Required work: Search the records below for "nullptr"; copy each line that has it.

────────────────────

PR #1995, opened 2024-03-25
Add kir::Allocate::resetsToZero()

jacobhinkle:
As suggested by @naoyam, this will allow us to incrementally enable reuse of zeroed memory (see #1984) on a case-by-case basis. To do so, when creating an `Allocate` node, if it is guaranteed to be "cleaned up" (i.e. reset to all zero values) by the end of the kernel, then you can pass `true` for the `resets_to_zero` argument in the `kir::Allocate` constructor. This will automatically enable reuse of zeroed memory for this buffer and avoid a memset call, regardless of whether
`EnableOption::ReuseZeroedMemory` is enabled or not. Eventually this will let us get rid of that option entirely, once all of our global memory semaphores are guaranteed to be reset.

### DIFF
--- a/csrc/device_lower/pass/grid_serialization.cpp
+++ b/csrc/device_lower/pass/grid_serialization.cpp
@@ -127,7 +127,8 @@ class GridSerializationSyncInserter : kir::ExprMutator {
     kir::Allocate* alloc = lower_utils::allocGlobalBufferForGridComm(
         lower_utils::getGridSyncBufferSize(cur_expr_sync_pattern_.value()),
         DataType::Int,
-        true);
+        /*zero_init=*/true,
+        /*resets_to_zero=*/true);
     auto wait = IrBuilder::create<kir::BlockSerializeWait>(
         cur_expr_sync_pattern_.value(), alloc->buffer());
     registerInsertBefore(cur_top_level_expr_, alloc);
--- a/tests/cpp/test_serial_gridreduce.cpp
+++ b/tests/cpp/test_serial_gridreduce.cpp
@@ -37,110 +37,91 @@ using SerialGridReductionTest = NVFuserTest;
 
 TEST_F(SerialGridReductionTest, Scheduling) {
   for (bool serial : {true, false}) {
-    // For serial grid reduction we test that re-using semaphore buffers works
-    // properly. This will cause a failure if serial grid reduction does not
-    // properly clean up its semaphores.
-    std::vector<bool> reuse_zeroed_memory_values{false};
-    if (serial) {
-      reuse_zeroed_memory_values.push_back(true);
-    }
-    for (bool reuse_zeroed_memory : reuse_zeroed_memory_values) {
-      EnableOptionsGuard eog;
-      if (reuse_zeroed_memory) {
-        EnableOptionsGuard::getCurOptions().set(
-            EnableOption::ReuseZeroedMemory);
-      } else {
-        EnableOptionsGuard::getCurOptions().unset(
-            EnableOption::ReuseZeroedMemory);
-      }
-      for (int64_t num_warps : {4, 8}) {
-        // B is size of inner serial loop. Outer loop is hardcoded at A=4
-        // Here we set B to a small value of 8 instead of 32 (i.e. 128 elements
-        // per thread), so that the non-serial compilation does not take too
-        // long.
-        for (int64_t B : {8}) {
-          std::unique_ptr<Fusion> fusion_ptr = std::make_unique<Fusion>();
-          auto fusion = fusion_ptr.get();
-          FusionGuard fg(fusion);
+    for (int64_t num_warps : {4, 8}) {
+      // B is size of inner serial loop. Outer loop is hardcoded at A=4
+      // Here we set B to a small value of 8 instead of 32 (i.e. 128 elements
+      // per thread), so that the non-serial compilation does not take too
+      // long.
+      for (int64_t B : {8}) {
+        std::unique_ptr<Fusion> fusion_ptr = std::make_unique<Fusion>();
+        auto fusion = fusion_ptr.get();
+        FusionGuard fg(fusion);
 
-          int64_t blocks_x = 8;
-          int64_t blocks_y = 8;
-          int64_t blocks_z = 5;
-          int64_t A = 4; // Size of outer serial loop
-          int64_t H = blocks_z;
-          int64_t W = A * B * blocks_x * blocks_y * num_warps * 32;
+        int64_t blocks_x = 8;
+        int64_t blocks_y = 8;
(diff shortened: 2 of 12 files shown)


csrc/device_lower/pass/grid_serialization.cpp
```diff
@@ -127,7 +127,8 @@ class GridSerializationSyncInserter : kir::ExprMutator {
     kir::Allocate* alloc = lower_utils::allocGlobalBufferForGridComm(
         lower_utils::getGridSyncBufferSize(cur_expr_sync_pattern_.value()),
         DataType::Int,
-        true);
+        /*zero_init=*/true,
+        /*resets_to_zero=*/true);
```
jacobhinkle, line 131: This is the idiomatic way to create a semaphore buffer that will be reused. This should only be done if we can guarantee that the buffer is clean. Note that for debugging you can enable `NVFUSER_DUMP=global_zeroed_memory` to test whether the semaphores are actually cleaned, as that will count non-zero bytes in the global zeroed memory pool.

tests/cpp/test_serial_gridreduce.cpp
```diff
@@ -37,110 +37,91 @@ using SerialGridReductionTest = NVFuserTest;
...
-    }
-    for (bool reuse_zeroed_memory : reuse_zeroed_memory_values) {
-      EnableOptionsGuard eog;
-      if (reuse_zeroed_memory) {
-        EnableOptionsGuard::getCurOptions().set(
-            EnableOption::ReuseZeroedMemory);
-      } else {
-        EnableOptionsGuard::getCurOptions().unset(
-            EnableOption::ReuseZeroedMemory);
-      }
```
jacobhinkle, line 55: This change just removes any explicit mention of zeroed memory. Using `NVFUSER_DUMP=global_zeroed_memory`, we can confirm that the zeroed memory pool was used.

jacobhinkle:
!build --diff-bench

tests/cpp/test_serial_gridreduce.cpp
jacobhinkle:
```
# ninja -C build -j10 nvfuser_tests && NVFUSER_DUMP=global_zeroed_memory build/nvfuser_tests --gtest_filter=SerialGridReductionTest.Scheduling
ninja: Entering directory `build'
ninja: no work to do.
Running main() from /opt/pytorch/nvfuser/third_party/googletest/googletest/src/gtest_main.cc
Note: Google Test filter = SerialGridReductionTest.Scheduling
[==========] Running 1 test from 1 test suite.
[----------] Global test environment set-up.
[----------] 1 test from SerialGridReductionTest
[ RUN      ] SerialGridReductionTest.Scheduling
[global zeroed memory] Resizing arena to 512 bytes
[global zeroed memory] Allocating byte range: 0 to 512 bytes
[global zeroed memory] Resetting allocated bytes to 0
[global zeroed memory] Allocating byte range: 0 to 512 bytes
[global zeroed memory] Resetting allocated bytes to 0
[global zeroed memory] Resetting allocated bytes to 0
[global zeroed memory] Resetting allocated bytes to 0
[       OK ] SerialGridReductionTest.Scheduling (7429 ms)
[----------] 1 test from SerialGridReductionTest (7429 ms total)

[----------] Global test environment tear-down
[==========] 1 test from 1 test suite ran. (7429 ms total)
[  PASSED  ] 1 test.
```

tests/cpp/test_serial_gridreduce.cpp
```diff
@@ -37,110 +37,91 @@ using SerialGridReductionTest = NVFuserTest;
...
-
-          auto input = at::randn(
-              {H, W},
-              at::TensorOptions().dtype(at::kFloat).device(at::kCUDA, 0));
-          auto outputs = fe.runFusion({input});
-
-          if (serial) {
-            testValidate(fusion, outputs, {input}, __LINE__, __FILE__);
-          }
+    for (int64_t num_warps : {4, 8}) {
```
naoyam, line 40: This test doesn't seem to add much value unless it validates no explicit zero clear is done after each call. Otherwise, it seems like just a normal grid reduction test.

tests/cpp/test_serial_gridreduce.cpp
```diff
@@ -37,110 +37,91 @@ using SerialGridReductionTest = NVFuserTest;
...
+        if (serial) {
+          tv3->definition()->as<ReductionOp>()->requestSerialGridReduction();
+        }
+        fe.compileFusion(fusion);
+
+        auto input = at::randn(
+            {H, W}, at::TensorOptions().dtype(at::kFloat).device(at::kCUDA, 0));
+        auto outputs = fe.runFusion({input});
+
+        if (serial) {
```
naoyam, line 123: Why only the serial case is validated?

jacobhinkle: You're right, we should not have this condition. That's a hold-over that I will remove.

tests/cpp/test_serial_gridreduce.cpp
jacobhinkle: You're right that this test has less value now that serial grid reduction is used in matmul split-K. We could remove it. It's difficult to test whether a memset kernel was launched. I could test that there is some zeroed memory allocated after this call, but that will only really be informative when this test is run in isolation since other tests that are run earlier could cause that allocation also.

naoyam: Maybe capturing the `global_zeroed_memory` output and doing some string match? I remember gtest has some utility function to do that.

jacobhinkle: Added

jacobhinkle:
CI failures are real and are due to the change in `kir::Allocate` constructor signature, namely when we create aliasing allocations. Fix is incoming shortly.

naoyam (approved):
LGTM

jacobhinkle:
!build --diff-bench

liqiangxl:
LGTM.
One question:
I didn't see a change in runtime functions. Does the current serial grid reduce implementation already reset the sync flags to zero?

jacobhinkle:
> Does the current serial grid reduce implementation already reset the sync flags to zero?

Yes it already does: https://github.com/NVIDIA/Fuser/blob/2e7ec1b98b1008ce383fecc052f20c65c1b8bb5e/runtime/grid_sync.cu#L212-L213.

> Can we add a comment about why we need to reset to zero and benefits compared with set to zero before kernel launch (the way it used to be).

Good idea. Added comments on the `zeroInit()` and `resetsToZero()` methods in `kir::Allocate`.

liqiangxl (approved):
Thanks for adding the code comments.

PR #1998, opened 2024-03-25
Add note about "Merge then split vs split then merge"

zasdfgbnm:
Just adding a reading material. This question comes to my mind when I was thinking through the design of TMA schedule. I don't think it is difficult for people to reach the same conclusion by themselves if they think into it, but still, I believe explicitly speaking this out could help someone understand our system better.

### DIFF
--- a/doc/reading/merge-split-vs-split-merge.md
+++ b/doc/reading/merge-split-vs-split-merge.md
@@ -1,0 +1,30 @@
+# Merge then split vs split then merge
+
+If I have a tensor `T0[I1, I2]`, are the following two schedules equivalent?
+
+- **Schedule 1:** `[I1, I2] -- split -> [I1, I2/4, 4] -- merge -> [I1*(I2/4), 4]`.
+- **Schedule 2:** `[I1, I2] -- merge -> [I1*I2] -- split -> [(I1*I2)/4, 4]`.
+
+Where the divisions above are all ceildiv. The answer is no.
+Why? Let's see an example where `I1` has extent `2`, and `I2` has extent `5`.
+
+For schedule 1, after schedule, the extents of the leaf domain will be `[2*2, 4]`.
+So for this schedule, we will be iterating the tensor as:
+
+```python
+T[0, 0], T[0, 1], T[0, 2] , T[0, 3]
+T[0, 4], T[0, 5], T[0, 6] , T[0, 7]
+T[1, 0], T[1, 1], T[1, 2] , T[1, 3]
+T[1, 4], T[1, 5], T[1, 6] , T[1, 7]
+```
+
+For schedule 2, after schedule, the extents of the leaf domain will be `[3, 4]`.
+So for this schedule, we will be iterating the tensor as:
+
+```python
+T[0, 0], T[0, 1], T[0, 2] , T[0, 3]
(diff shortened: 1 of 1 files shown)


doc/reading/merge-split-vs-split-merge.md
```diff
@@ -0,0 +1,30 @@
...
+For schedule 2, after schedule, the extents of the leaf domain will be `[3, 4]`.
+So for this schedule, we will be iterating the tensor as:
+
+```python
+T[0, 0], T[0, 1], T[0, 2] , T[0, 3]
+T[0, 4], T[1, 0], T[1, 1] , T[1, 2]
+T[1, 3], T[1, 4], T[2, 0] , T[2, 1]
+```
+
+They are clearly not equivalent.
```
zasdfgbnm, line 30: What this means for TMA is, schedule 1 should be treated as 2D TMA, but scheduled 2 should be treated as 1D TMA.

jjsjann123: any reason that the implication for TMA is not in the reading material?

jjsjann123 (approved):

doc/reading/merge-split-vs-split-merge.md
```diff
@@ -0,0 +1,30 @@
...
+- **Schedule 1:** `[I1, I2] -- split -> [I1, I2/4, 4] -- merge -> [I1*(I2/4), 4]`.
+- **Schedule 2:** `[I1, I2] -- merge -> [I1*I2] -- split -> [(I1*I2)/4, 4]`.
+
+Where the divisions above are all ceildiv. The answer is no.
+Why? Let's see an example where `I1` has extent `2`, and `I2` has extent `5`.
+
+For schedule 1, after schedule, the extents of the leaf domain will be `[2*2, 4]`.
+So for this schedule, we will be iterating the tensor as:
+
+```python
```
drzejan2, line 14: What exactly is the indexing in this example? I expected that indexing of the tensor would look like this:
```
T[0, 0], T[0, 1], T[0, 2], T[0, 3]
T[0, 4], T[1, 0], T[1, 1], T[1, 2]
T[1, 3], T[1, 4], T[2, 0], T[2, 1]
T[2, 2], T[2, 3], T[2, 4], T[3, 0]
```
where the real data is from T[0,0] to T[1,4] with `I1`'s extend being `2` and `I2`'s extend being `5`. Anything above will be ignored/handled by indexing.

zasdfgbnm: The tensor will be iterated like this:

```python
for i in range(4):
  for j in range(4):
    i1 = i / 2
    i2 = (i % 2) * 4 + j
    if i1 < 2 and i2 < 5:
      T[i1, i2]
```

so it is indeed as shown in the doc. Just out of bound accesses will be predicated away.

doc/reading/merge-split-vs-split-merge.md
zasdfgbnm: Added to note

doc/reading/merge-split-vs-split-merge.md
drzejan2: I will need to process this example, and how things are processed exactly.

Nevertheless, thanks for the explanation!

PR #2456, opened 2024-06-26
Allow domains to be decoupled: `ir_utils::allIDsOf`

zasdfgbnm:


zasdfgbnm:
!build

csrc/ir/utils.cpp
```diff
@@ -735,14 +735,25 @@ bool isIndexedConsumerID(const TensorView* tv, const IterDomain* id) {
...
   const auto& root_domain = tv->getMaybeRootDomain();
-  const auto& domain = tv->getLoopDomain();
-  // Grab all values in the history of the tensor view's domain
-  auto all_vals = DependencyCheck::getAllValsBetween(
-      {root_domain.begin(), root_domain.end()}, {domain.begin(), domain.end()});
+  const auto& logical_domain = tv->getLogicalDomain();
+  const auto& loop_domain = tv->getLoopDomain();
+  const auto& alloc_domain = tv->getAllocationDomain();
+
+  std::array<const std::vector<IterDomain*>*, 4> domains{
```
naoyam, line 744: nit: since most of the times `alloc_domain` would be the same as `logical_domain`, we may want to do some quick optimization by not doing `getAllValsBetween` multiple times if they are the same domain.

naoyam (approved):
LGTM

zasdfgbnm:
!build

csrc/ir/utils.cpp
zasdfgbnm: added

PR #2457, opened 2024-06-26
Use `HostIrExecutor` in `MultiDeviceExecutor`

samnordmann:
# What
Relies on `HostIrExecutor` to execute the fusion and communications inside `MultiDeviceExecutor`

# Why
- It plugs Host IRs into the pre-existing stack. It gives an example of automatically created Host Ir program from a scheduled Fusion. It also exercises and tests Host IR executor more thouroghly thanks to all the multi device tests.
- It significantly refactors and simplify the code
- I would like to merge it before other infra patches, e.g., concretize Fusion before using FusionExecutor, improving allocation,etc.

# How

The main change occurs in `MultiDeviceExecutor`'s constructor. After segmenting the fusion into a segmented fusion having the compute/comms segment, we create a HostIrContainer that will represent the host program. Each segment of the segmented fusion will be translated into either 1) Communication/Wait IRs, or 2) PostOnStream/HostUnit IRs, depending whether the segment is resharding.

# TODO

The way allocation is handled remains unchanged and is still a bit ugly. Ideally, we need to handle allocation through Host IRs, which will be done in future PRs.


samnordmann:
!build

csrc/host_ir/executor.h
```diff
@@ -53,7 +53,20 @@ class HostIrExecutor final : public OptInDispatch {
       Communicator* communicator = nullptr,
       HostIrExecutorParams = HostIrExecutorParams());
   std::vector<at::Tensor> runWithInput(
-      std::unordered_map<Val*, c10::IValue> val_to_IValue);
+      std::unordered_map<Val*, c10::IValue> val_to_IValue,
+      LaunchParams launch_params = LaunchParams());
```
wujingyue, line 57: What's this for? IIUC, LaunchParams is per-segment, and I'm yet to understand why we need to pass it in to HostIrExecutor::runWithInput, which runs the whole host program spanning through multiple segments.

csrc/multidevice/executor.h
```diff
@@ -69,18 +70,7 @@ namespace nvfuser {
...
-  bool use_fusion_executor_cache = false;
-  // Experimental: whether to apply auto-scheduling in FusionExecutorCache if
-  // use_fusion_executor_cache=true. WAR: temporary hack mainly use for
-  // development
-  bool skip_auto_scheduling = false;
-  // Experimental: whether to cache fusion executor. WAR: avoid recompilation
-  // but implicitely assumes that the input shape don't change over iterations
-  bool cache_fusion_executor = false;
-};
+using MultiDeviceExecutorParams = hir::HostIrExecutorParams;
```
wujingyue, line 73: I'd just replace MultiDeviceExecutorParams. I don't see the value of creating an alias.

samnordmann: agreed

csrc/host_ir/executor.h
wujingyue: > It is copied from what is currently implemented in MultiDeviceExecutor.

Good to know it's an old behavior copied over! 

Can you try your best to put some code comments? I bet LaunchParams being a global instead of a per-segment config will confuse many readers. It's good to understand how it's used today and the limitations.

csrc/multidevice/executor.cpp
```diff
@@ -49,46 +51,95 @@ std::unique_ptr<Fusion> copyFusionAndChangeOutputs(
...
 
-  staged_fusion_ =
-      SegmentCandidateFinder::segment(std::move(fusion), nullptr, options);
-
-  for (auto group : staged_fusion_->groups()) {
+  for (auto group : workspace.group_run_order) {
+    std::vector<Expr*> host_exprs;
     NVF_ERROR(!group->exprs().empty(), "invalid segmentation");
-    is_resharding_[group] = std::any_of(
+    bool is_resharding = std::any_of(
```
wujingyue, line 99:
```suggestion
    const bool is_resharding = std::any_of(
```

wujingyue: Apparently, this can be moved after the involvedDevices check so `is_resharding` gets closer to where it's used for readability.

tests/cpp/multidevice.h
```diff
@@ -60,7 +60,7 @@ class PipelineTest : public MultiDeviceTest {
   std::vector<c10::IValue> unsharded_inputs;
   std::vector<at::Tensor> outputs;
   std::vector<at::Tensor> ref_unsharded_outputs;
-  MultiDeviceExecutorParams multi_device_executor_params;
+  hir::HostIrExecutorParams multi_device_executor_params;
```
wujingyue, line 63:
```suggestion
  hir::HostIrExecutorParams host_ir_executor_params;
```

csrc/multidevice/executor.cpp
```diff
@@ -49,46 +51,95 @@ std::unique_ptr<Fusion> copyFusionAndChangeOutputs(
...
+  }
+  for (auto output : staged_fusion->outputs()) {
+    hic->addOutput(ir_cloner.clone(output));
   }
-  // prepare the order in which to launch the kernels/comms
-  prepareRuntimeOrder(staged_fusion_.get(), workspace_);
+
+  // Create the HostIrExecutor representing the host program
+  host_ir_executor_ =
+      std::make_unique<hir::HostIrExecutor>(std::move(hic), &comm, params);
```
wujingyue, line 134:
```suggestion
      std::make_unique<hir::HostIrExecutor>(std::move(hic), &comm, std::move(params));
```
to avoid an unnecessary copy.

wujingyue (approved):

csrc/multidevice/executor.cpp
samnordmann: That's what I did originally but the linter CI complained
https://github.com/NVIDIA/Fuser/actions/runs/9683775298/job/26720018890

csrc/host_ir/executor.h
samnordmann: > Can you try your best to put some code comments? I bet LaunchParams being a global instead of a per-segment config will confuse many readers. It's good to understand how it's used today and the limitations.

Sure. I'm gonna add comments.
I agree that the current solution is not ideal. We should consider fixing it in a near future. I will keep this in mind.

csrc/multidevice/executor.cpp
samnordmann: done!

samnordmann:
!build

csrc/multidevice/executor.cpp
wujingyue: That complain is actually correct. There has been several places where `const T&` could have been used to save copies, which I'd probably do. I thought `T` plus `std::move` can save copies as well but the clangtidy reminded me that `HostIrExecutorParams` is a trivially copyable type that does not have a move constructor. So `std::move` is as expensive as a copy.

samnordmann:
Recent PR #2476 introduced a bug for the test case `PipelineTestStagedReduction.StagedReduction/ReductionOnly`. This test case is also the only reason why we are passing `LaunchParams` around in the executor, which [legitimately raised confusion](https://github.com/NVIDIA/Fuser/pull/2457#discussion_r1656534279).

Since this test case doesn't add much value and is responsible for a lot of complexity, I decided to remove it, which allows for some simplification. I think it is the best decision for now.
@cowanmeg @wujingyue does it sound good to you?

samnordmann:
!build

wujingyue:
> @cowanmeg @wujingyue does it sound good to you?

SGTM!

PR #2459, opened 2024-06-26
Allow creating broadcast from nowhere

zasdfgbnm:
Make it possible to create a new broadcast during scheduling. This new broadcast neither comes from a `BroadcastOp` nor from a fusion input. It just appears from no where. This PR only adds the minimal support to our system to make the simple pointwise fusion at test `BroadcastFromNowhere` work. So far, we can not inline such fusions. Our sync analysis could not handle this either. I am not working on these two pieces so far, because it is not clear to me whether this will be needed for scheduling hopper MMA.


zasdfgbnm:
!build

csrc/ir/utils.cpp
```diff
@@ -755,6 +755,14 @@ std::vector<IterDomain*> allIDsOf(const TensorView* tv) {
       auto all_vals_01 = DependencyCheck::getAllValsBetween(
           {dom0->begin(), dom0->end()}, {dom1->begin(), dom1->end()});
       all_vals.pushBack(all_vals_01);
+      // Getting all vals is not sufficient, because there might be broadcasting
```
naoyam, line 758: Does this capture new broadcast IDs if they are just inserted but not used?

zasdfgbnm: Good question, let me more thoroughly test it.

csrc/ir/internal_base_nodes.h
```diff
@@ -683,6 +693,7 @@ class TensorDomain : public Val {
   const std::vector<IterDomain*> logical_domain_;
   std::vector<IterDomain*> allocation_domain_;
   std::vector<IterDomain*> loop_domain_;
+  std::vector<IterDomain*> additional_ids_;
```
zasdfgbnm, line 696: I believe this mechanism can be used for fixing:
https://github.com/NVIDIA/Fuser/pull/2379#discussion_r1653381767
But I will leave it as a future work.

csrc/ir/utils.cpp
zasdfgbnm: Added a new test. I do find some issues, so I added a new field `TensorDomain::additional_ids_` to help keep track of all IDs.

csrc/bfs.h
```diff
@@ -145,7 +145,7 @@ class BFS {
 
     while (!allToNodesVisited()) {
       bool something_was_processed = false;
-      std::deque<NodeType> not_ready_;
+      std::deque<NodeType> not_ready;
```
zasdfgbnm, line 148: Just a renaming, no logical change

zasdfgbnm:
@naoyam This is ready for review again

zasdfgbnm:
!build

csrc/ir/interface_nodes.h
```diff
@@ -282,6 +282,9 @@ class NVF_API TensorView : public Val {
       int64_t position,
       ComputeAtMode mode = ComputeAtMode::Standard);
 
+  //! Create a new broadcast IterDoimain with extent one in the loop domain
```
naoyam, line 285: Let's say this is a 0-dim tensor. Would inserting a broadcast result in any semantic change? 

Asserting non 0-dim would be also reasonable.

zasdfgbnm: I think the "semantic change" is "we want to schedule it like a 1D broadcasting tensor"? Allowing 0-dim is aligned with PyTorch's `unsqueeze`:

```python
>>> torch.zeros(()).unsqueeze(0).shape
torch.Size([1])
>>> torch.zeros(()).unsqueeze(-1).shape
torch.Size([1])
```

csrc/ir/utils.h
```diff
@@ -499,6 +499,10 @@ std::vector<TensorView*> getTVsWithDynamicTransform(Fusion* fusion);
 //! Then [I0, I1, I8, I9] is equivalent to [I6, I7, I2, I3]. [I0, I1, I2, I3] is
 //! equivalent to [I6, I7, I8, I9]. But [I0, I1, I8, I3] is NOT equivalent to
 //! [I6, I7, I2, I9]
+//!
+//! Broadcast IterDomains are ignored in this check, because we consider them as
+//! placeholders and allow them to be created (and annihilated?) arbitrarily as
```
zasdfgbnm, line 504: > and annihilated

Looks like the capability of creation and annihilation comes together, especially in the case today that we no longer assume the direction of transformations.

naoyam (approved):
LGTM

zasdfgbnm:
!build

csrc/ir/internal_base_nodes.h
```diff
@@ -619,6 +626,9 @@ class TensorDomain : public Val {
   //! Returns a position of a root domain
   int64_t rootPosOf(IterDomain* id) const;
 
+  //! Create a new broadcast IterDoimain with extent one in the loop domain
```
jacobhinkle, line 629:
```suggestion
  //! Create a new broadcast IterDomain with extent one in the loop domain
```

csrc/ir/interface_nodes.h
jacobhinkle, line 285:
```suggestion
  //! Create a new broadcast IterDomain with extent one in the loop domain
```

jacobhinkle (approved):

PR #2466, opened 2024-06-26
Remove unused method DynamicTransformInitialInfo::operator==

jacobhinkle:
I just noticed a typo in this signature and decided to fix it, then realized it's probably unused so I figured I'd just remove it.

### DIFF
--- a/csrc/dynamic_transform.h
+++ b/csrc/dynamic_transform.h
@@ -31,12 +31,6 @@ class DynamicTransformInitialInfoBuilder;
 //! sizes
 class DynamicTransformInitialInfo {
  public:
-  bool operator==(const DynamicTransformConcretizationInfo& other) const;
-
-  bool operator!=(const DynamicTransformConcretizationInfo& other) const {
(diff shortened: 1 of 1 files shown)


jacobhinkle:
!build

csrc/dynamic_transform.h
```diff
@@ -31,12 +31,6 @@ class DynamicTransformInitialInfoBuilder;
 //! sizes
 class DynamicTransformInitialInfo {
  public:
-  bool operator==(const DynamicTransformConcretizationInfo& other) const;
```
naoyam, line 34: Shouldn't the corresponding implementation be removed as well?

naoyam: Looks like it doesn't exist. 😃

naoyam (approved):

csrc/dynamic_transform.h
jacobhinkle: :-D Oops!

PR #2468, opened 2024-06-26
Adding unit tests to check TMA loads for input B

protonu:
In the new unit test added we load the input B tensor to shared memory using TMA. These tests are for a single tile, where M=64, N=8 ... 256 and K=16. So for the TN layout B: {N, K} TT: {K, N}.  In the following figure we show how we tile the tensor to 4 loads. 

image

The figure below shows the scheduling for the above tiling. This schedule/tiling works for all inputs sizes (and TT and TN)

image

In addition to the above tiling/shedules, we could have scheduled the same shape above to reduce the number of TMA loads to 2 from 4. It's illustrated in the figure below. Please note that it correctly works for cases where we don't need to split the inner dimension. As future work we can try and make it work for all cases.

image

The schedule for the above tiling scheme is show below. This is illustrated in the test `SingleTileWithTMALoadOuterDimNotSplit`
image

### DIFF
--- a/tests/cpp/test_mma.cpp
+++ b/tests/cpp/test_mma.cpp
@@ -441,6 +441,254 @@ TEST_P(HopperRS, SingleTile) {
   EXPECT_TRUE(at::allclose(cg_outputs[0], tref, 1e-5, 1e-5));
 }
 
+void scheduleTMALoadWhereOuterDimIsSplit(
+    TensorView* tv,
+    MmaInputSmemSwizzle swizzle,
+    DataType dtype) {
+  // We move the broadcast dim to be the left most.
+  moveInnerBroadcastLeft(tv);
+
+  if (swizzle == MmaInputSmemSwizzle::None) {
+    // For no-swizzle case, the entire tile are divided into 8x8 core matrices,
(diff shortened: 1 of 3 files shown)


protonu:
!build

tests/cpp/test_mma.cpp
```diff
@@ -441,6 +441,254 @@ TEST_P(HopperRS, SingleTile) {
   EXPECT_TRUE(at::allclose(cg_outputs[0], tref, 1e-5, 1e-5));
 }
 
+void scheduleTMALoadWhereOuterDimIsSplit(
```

────────────────────

Solution to the exercise:
       Communicator* communicator = nullptr,
-      SegmentCandidateFinder::segment(std::move(fusion), nullptr, options);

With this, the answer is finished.